SOURCE MATERIAL section start

PR #2940, opened 2026-02-18
jdbi4: jdk21 baseline

stevenschlansker:
raise jdk baseline to 21 for jdbi4


hgschmie:
not sure if kotlin is ready for java 25.

stevenschlansker:
Yeah, Kotlin is not ready for 25. So I backed off to 21 and now I think this is good to go.

e2e/src/test/java/org/jdbi/e2e/vt/TestVirtualThreads.java
```diff
@@ -11,7 +11,7 @@
  * See the License for the specific language governing permissions and
  * limitations under the License.
  */
-package org.jdbi.java21;
+package org.jdbi.e2e.vt;
```
hgschmie: .virtualthreads. ? `.vt.` is vry shrthnd.

README.md
```diff
@@ -24,18 +24,11 @@ Also check out the code examples in the [Examples](https://github.com/jdbi/jdbi/
 
 ## Prerequisites
 
-Jdbi requires Java 17 or better to run.
-
-We run CI tests against Java 17, 21, and 25.
```
hgschmie, line 29: Why lose that line? We can still run with Java 21 and Java 25 (we can not yet compile to 25 but we can run on it).

hgschmie (approved):

README.md
stevenschlansker: Because it's already in the docs and updating it twice is a pain. I can put it back.

PR #2941, opened 2026-02-19
Add option to not export bindings with OpenTelemetry

gmellemstrand:
For our system the data in bindings is sensitive and should not be shown in telemetry data. The Java OpenTelemetry library does not seem to include any option to filter out attributes.

This PR lets you change a setting in SqlStatements.java in order to not add the binding attributes. I have also added a test to verify that no binding data is being exported.


hgschmie:
LGTM, @gmellemstrand if you could add a line to the RELEASE_NOTES.md file, that would be great.

Issue #2445, opened 2023-07-19
Multiple Constructor Mappers of same type


JoshDoug:
Is it not possible to have multiple ConstructorMappers registered with the same type, even if they have different prefixes.

```Java
@RegisterConstructorMapper(value = Example.class)
@RegisterConstructorMapper(value = ExampleSub.class, prefix = "first")
@RegisterConstructorMapper(value = ExampleSub.class, prefix = "second")
@SqlQuery("""
                ...
            """)
@UseRowReducer(ExampleReducer.class)
Example findById(@Bind("id") int id);
```

The reducer the RowView only has the second constructor mapper of the ExampleSub class with the prefix second.

Is this intended behaviour or a bug?

stevenschlansker:
I don't think this is intentionally not supported, but neither has it been tested to work. We'd love to add this feature.

PR #2942, opened 2026-02-21
Multiple prefixed mappers for a single type

phinjensen:
In any case where a table has two foreign key references to the same table and you have a query that joins with both, it's not possible to use a RowMapper for both of those objects because, even if you register a mapper twice with different prefixes, the `rowView.getObject(Class<?>)` method will just use the last registered mapper for the type. #2445 is a ticket someone opened for the same problem, and this PR allows users to access row mappers by type _and_ prefix, making this possible.

The basic idea is to make sure mapper prefixes are accessible and even part of the mapper cache key, and add new `RowView` overload methods that allow `String prefix` as a second argument; if that argument is present, it will only return use a mapper that was created with that prefix.

I've provided a single test in `TestBeanMapper` that gives a good idea of what this looks like in a RowReducer. I realize more tests are probably necessary, but I just wanted to create the pull request and get some feedback on implementation before I go write more tests. How does this look? Is my implementation good, or should I make some changes?

### DIFF
--- a/core/src/main/java/org/jdbi/v3/core/internal/PrefixedMapperKey.java
+++ b/core/src/main/java/org/jdbi/v3/core/internal/PrefixedMapperKey.java
@@ -1,0 +1,19 @@
+/*
+ * Licensed under the Apache License, Version 2.0 (the "License");
+ * you may not use this file except in compliance with the License.
+ * You may obtain a copy of the License at
+ *
+ * http://www.apache.org/licenses/LICENSE-2.0
+ *
+ * Unless required by applicable law or agreed to in writing, software
+ * distributed under the License is distributed on an "AS IS" BASIS,
+ * WITHOUT WARRANTIES OR CONDITIONS OF ANY KIND, either express or implied.
+ * See the License for the specific language governing permissions and
+ * limitations under the License.
+ */
+package org.jdbi.v3.core.internal;
+
+import java.lang.reflect.Type;
+
+public record PrefixedMapperKey(Type type, String prefix) {
+}
--- a/core/src/main/java/org/jdbi/v3/core/internal/PrefixedMapperKey.java
+++ b/core/src/main/java/org/jdbi/v3/core/internal/PrefixedMapperKey.java
@@ -15,5 +15,4 @@ package org.jdbi.v3.core.internal;
 
 import java.lang.reflect.Type;
 
-public record PrefixedMapperKey(Type type, String prefix) {
-}
+public record PrefixedMapperKey(Type type, String prefix) {}
--- a/core/src/main/java/org/jdbi/v3/core/mapper/PrefixedRowMapper.java
+++ b/core/src/main/java/org/jdbi/v3/core/mapper/PrefixedRowMapper.java
@@ -1,0 +1,18 @@
+/*
+ * Licensed under the Apache License, Version 2.0 (the "License");
+ * you may not use this file except in compliance with the License.
+ * You may obtain a copy of the License at
+ *
+ * http://www.apache.org/licenses/LICENSE-2.0
+ *
+ * Unless required by applicable law or agreed to in writing, software
+ * distributed under the License is distributed on an "AS IS" BASIS,
+ * WITHOUT WARRANTIES OR CONDITIONS OF ANY KIND, either express or implied.
+ * See the License for the specific language governing permissions and
+ * limitations under the License.
+ */
+package org.jdbi.v3.core.mapper;
+
+public interface PrefixedRowMapper<T> extends RowMapper<T> {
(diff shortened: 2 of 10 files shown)


hgschmie:
Hi,

Thank you for submitting a PR. I will take a look over the weekend.

hgschmie:
First, thank you again for submitting a PR. This addresses a real problem and we should be able to handle this case.

The PR adds a lot of methods to some very core pieces of Jdbi code, namely the RowMapper and the related factories. At this point, there is a single, indirect test that would exercise that functionality. At the very least, we will need to bring the test suite up to par with the regular findRowMapper tests to ensure that adding these new methods will extend functionality to the factory (and I can see a number of use cases).

Prefixing a collection of columns into a single object (which is what BeanMapper, ConstructorMapper, FieldMapper do) is a valuable effort. The "generic prefixing" is best kept in those classes. I really want to avoid penalizing all our row mapper code (which is some of the hottest paths in all of Jdbi) by adding prefixes that are used only in a few use cases.

I will need to think about this problem some more. This change will most likely not make it into the next Jdbi release, but I will address this in the release after that.

phinjensen:
Hi @hgschmie, sorry for the late reply. I definitely agree that there need to be many more tests, and I'll try to find time to write some soon. I didn't want to spend too much time on them if the whole implementation was fundamentally flawed, or if you thought the API should change drastically.

> Prefixing a collection of columns into a single object (which is what BeanMapper, ConstructorMapper, FieldMapper do) is a valuable effort. The "generic prefixing" is best kept in those classes. I really want to avoid penalizing all our row mapper code (which is some of the hottest paths in all of Jdbi) by adding prefixes that are used only in a few use cases.

I tried to make sure that performance wouldn't be impacted for calls using the existing APIs. What part of the code do you feel would penalize the row mapper code that doesn't use prefixes? The most significant part I can think of is where it creates the new PrefixedMapperKey type for the cache, which would use a few extra bytes for the cache key, but I'm not sure I understand how that would affect performance.

There's probably something I'm missing, and I'd love to get the PR up to snuff, so if you could help me understand that better, I'd greatly appreciate it.

MikeNeilson:
> Prefixing a collection of columns into a single object (which is what BeanMapper, ConstructorMapper, FieldMapper do) is a valuable effort. The "generic prefixing" is best kept in those classes. I really want to avoid penalizing all our row mapper code (which is some of the hottest paths in all of Jdbi) by adding prefixes that are used only in a few use cases.

Given that most of the prefixes would be null, I would suspect performance impact on the lookup would be rather minimal, if really anything. Doesn't java `record` automatically implement a hashCode and equals that Map would use to actually do the look up?
There's a slight overhead of creating the key, which could add up.
(Though certain does make sense to do some measurements and show how big of an impact there actually is.)

Perhaps a comprise though for those of us who thing the performance penalty (if any) is worth it: Create separate `PrefixRowView` and `...PrefixRowReducer` interfaces?  I'll grant not ideal either, as it adds some development overhead that needs to be kept in sync. And definitely would only make sense to do *if* there was a large enough performance difference.

Another compromise, though it would be a breaking change for everyone, would be for RowView to take the PrefixMapperKey instead of just the type. Users could then create the key in the Reducer Once and the the hash lookup would likely be identical to just the class, or at least barely measurable. Or at least add it as an option that people could switch to over time. or to reduce memory allocations maybe PrefixMapperKey (or the RowViewImpl) could have a static method to create them and have it's own hash map of keys. Still has to do the lookup, but that should be cheaper than a `new` every time.

I'm currently working on a project where being able to share the use the same row mapper twice would be helpful. For the curious: https://github.com/opendcs/opendcs/pull/2112) (needs to be used in two places, the Data Type itself and a Data Type that references it).
My current alternative is to just use the Accumulator so I have access to the Context and ResultSet  instance and can just pass the mappers in the constructor. While that works, the RowReducer interface design is just seems cleaner all around and easier to maintain. I will likely have to go the accumulator route given the timing of my current work, but it would be nice to improve it later with such a feature.


Sorry, that was rather long. This is important enough I'm also willing to help, though baring any measured issues with performance, I would argue that @phinjensen 's implementation is quite reasonable.

stevenschlansker:
Thanks @phinjensen for starting this work, and @hgschmie and @MikeNeilson for the review and feedback.
I took the review feedback and performance question, and had my bot build a regression test, and indeed this approach currently introduces a small regression on the hot path for an uncommon case. And, agree the API surface does not need to be so large. I opened a followup PR, #3015, that tries to build on this approach - preserve the hot path, api cleanup and null prefix semantics clarification, and add the missing tests.

stevenschlansker:
Merged as #3015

SOURCE MATERIAL section end

Among the records above, find each line holding the string "cases" and pull it out.

YOUR RESPONSE:
The PR adds a lot of methods to some very core pieces of Jdbi code, namely the RowMapper and the related factories. At this point, there is a single, indirect test that would exercise that functionality. At the very least, we will need to bring the test suite up to par with the regular findRowMapper tests to ensure that adding these new methods will extend functionality to the factory (and I can see a number of use cases).
Prefixing a collection of columns into a single object (which is what BeanMapper, ConstructorMapper, FieldMapper do) is a valuable effort. The "generic prefixing" is best kept in those classes. I really want to avoid penalizing all our row mapper code (which is some of the hottest paths in all of Jdbi) by adding prefixes that are used only in a few use cases.
> Prefixing a collection of columns into a single object (which is what BeanMapper, ConstructorMapper, FieldMapper do) is a valuable effort. The "generic prefixing" is best kept in those classes. I really want to avoid penalizing all our row mapper code (which is some of the hottest paths in all of Jdbi) by adding prefixes that are used only in a few use cases.
> Prefixing a collection of columns into a single object (which is what BeanMapper, ConstructorMapper, FieldMapper do) is a valuable effort. The "generic prefixing" is best kept in those classes. I really want to avoid penalizing all our row mapper code (which is some of the hottest paths in all of Jdbi) by adding prefixes that are used only in a few use cases.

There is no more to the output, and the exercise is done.